----- DATA FOR THIS TASK
PR #290, opened 2016-01-28
remove node-grok from the default juttle installation

### LINKED ISSUE #289: make node-grok optional when installing
there's no reason to depend on the node-grok library that pulls in a few other things (mainly the oniguruma parser) and makes our install a good bit longer and depending on some c code compiling which we can avoid and simply let users konw to `npm install xyz` if they intend on taking advantage of the grok parser.

rlgomes:
fixes #289

now node-grok will not be installed by npm and the user that has any
interest in using the grok parser will be prompted to install it
themselves (currently off our own fork).

### DIFF
--- a/.travis.yml
+++ b/.travis.yml
@@ -20,6 +20,8 @@ node_js:
 
 before_script:
     - npm install -g gulp
+      # grok parser tests need node-grok
+    - npm install rlgomes/node-grok#b3b810f4277d7b9d765853214bf20adfdb010ebe
 
 script:
     - gulp lint examples-check test-coverage
--- a/lib/adapters/parsers/grok.js
+++ b/lib/adapters/parsers/grok.js
@@ -2,7 +2,7 @@
 
 var base = require('./base');
 var errors = require('../../errors');
-var grok = require('node-grok');
+var grok; // initialized in constructor
 var Promise = require('bluebird');
 var readline = require('readline');
 
@@ -10,6 +10,19 @@ module.exports = base.extend({
 
     initialize: function(options) {
         this.pattern = options.pattern || '%{GREEDYDATA:message}';
+
+        try {
+            grok = require('node-grok');
+        } catch(err) {
+            if (err.toString().match(/Cannot find module 'node-grok'/)) {
+                // we're doing this to avoid installing a more heavy weight dependency
+                // as part of the regular juttle dependencies.
+                throw Error('Grok parser requires a manual installation of node-grok like so:\n' +
+                            ' > npm install rlgomes/node-grok#b3b810f4277d7b9d765853214bf20adfdb010ebe\n');
+            } else {
+                throw err;
+            }
+        }
     },
 
     parseStream: function(stream, emit) {
--- a/package.json
+++ b/package.json
@@ -39,7 +39,6 @@
     "moment-duration-format": "^1.3.0",
     "moment-parser": "^0.3.0",
     "moment-timezone": "^0.4.0",
-    "node-grok": "github:rlgomes/node-grok#b3b810f4277d7b9d765853214bf20adfdb010ebe",
     "oboe": "^2.1.2",
     "pegjs": "^0.9.0",
     "request": "^2.67.0",
--- a/test/adapters/file/file.spec.js
+++ b/test/adapters/file/file.spec.js
@@ -7,6 +7,7 @@ var path = require('path');
 var tmp = require('tmp');
 var fs = require('fs');
 var juttle_test_utils = require('../../runtime/specs/juttle-test-utils');
+var withModuleIt = juttle_test_utils.withModuleIt;
 var check_juttle = juttle_test_utils.check_juttle;
 var expect_to_fail = juttle_test_utils.expect_to_fail;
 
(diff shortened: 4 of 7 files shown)


rlgomes:
@demmer made the magic happen, unfortunately i can't find a good way to test this than what I did locally to verify you can use `read file` without having the `node-grok` packaged installed and things work till you attempt to use `-format 'grok'` and then are told to:

```
rlgomes@x230> ./bin/juttle -e "read file -file '/var/log/syslog' -format 'grok' -pattern '%{SYSLOGLINE}'"
Error: Grok parser requires a manual installation of node-grok like so:
 > npm install rlgomes/node-grok#b3b810f4277d7b9d765853214bf20adfdb010ebe
```

Let me know what you think I can also add a similar set of instructions on installing node-grok to the docs.

lib/adapters/parsers/index.js
```diff
@@ -28,13 +27,6 @@ module.exports = {
...
 
-        if (parser) {
-            return new parser(options);
-        } else {
-            throw errors.runtimeError('RT-INVALID-OPTION-VALUE',{
-                option: 'format',
-                supported: _.keys(parserLookup).join(', ')
-            });
-        }
+        return new parser(options);
```
demmer: It seems to be simpler to keep this file the way it was and just throw an error in the grok parser initialize() function if you can't require grok.

rlgomes: Sure

rlgomes:
@demmer a lot less lines changed, this does make running the tests locally as a developer a bit of a pain when it fails to tell you to run the `npm install node-grok` command.

demmer:
I like this implementation better but I don't like the idea that a run of `gulp test` will fail unless we install `node-grok` by hand, since that kinda defeats the point of making this optional.

How about if we add a little test utility that checks if `node-grok` is installed and then we use that instead of `it()`. Something like:

```
// grok-test-utils: simple wrapper to automatically skip grok tests if node-grok isn't installed

var grok;
try {
    grok = require('node-grok');
} catch(err) {
    console.log('WARNING: skipping all tests that depend on grok');
}
function ifGrok(description, function) {
    if (grok) {
        it(description, function);
    } else{
        it.skip(description, function);
    }
}
```

Then all the tests that depend on grok would use `ifGrok(...)` instead of `it(...)`.

rlgomes:
@demmer checkout the last commit I built a test it that can accept an options argument and then you can do special requirements. This can be used or our case here of needed a specific module that we don't want to install by default but can also be used for other requirements like depednent services, etc. Let me know what you think.

demmer:
LGTM. +1

dmajda:
Late to the party, but I don’t think the module check should be conflated with the `it` function — they are two different things. I’d find it much cleaner to see something like this in the tests:

```javascript
ifModuleInstalled('node-grok', function() {
    it('can instantiate a grok parser', function() {
        var parser = parsers.getParser('grok');
        expect(parser).to.not.be.undefined();
    });

    // ...
});
```

Or perhaps more generically:

```javascript
condition({ installedModules: 'node-grok' }, function() {
    it('can instantiate a grok parser', function() {
        var parser = parsers.getParser('grok');
        expect(parser).to.not.be.undefined();
    });

    // ...
});
```

The implementation would just pass the function with `it` blocks to `describe`/`describe.skip` with synthesized description (e.g. “with node-grok module installed”).

@rlgomes What do you think?

rlgomes:
@dmajda not sure how would the `condition` or `ifModuleInstalled` functions modify the underlying it function calls ? so they would all show up as skipped ? instead of not appearing in the test report at all ? or just under a single skip ?

dmajda:
@rlgomes My idea was that `ifModuleInstalled`/`condition` would just morph into `describe` or `describe.skip`, like this:

```javascript
function ifModuleInstalled(module, fn) {
    var installed = checkForModule(module);
    var description = 'with module "' + module + '" installed';
  
    (installed ? describe : describe.skip)(description, fn);
}
```

rlgomes:
@dmajda understood the only problem is that there are a few just `it` tests in some files like these ones https://github.com/juttle/juttle/pull/290/files#diff-7a886cc67329f5d0b14d46f836d42702R197 that I'd have to move into another describe block ? This was just to remove the installing/building of the oniguruma package from building its c dependencies in our juttle runtime. I have something I'm working on which could replace the whole `node-grok` package by a much simpler depdendency that wouldn't rely on the oniguruma package.

dmajda:
> the only problem is that there are a few just `it` tests in some files like these ones https://github.com/juttle/juttle/pull/290/files#diff-7a886cc67329f5d0b14d46f836d42702R197 that I'd have to move into another describe block ?

Not sure what you mean by “move into another describe block”. On the source code level, you’d just replace:

```javascript
withModuleIt('fails to optimized tail followed by head with -format "grok"', function() {
    //...
}, 'node-grok');

withModuleIt('can optimize nested "| head 2 | head 1" with -format "grok"', function() {
    //...
}, 'node-grok');

withModuleIt('can optimize "| head 1" with -format "grok"', function() {
    //...
}, 'node-grok');
```

with:

```javascript
ifModuleInstalled('node-grok', function() {
    it('fails to optimized tail followed by head with -format "grok"', function() {
        //...
    });

    it('can optimize nested "| head 2 | head 1" with -format "grok"', function() {
        //...
    });

    it('can optimize "| head 1" with -format "grok"', function() {
        //...
    });
});
```

I find that much cleaner.

> I have something I'm working on which could replace the whole `node-grok` package by a much simpler depdendency that wouldn't rely on the oniguruma package. 

OK, if this is temporary then it’s probably not worth tweaking.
----------
Show every line of the data in which the word "installation" appears.

▸ **ANSWER AREA**
remove node-grok from the default juttle installation
+                throw Error('Grok parser requires a manual installation of node-grok like so:\n' +
Error: Grok parser requires a manual installation of node-grok like so:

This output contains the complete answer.